# Concrete walls? Help!



## EquestrianCowgirl4 (Jan 9, 2012)

I have concrete walls for my tack room at my boarding stable. so i can't hang up hooks! but i really need hooks so... any alternatives for hooks or hooks that i can use on concrete.
I tried the camand hooks but they fell once i put something on them. But it was also cold so yeah...
Sugestions needed!


----------



## TimberRidgeRanch (Mar 6, 2012)

You could always hang screw eyes from the ceiling and hang 2 to 4 prong tack hooks. Or have a builder quote you a price on putting up 2 lenghts of boards using cement nail gun maybe like 2 2x4x8's Or nbe more creative and make a floor rack that resembles a coat rack tree.

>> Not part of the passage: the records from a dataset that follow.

PR #585, opened 2023-10-11
Fix passing empty masterkey

### LINKED ISSUE #584: Issue when upgrading from < 1.3 to >= 1.3 with api keys set to empty string
**Description**

PR #514 cleaned up some stuff around the HTTP Client and made some improvements. Unfortunately the PR introduced an breaking change where previously an empty string `''` would not add authorization headers to subsequent api requests to the Meilisearch instance.

e.g. PHP env files at Laravel, this env var would be an empty string:

```
MEILISEARCH_KEY=
```

**Expected behavior**

This code should not add an authorization header to subsequent Meilisearch requests.

```
use Meilisearch\Client;
$meilisearchClient = new Client(
  'http://127.0.0.1:7700',
  '',
);
```

**Current behavior**

The above code adds auth headers to Meilisearch requests.

**Screenshots or Logs**

https://github.com/laravel/scout/issues/769

**Environment (please complete the following information):**
- meilisearch-php version: >= 1.3.0

mmachatschek:
# Pull Request

## Related issue
Fixes #584

## What does this PR do?
- Fix the issue by also checking if the provided masterkey is an empty string

## PR checklist

### DIFF
--- a/tests/Http/ClientTest.php
+++ b/tests/Http/ClientTest.php
@@ -239,11 +239,8 @@ class ClientTest extends TestCase
         $requestStub->expects($this->once())
             ->method('withAddedHeader')
             ->willReturnCallback(function ($name, $value) use ($requestStub) {
-                if ('User-Agent' === $name) {
-                    $this->assertSame(Meilisearch::qualifiedVersion(), $value);
-                } else {
-                    $this->fail('There should be nothing else than User-Agent header');
-                }
+                $this->assertSame('User-Agent', $name);
+                $this->assertSame(Meilisearch::qualifiedVersion(), $value);
 
                 return $requestStub;
             });
--- a/tests/Http/ClientTest.php
+++ b/tests/Http/ClientTest.php
@@ -239,8 +239,10 @@ class ClientTest extends TestCase
         $requestStub->expects($this->once())
             ->method('withAddedHeader')
             ->willReturnCallback(function ($name, $value) use ($requestStub) {
-                if ('Authorization' === $name) {
-                    $this->assertSame('Bearer ', $value);
+                if ('User-Agent' === $name) {
+                    $this->assertSame(Meilisearch::qualifiedVersion(), $value);
+                } else {
+                    $this->fail('There should be nothing else than User-Agent header');
                 }
 
                 return $requestStub;
--- a/tests/Http/ClientTest.php
+++ b/tests/Http/ClientTest.php
@@ -248,7 +248,7 @@ class ClientTest extends TestCase
             ->method('createRequest')
             ->willReturn($requestStub);
 
-        $client = new Client('http://localhost:7070', '', $httpClient, $reqFactory);
+        $client = new \Meilisearch\Client('http://localhost:7070', '', $httpClient, $reqFactory);
 
         $this->assertTrue($client->isHealthy());
     }
--- a/tests/Http/ClientTest.php
+++ b/tests/Http/ClientTest.php
@@ -231,6 +231,29 @@ class ClientTest extends TestCase
         $this->assertTrue($client->isHealthy());
     }
 
+    public function testEmptyMasterkeyRemovesAuthHeader(): void
+    {
+        $httpClient = $this->createHttpClientMock(200, '{}');
+        $reqFactory = $this->createMock(RequestFactoryInterface::class);
+        $requestStub = $this->createMock(RequestInterface::class);
+        $requestStub->expects($this->exactly(1))
+            ->method('withAddedHeader')
+            ->willReturnCallback(function ($name, $value) use ($requestStub) {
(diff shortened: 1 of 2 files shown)


tests/Http/ClientTest.php
```diff
@@ -231,6 +231,29 @@ public function testClientHasDefaultUserAgent(): void
         $this->assertTrue($client->isHealthy());
     }
 
+    public function testEmptyMasterkeyRemovesAuthHeader(): void
+    {
+        $httpClient = $this->createHttpClientMock(200, '{}');
+        $reqFactory = $this->createMock(RequestFactoryInterface::class);
+        $requestStub = $this->createMock(RequestInterface::class);
+        $requestStub->expects($this->exactly(1))
```
norkunas, line 239:
```suggestion
        $requestStub->expects($this->once())
```

mmachatschek:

Or make a over the door rack for bridles. Be creative dont need to be same ol same ol when it comes to tack rooms.


----------



## PaintHorseMares (Apr 19, 2008)

You can hang anything you can mount with a screw by using screws w/sleeves specifically for masonry. You'll need a drill with a masonry bit to drill the holes. Check the nail/screw/fastener section at the hardware store.


----------



## ponyboy (Jul 24, 2008)

^ What she said. You need to use masonry screws.


----------